PROBLEM TO SOLVE: Give only the number of lines in the records that include "code".

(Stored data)
PR #2575, opened 2020-10-30
add throwIfNoDecoratorFound option

xaviergonz:
While adding compatibility for mobx6 to mobx-keystone I found out a case where I need to call makeObservable(this), but with no idea if `this` actually contains mobx decorators or not (since it is third party code).

That made me write this kind of hacky code:
```
      try {
        ;(mobx as any).makeObservable(instance)
      } catch (err) {
        // TODO: perhaps add an option to makeObservable so it will skip this errors
        if (
          err.message !==
          "[MobX] No annotations were passed to makeObservable, but no decorator members have been found either"
        ) {
          throw err
        }
      }
```

This PR adds an option named "throwIfNoDecoratorFound" that when false will not throw in such case.

### DIFF
--- a/.changeset/short-dodos-act.md
+++ b/.changeset/short-dodos-act.md
@@ -1,0 +1,5 @@
+---
+"mobx": minor
+---
+
+Added throwIfNoDecorator option to makeObservable(this)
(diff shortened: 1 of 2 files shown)


mweststrate:
I prefer hacks to remain on your side, rather than having more one-off
options in MobX. I think if you want you can also use reflection to see if
there are any decorators. And skip the call.

xaviergonz:
Hmm, I think I'll skip doing the reflection part since reflecting in the end like makeObservable does (over the prototype chain) would mean it needs to be done 2x and therefore probably slower than catching the exception itself, plus also it would need access to mobxDecoratorsSymbol, which would probably couple it too much to the internals (not like catching a specific error message doesn't though...)

Ah well, was worth a try :)

FredyC:
So I suppose I am closing this :)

ANSWER SECTION: 2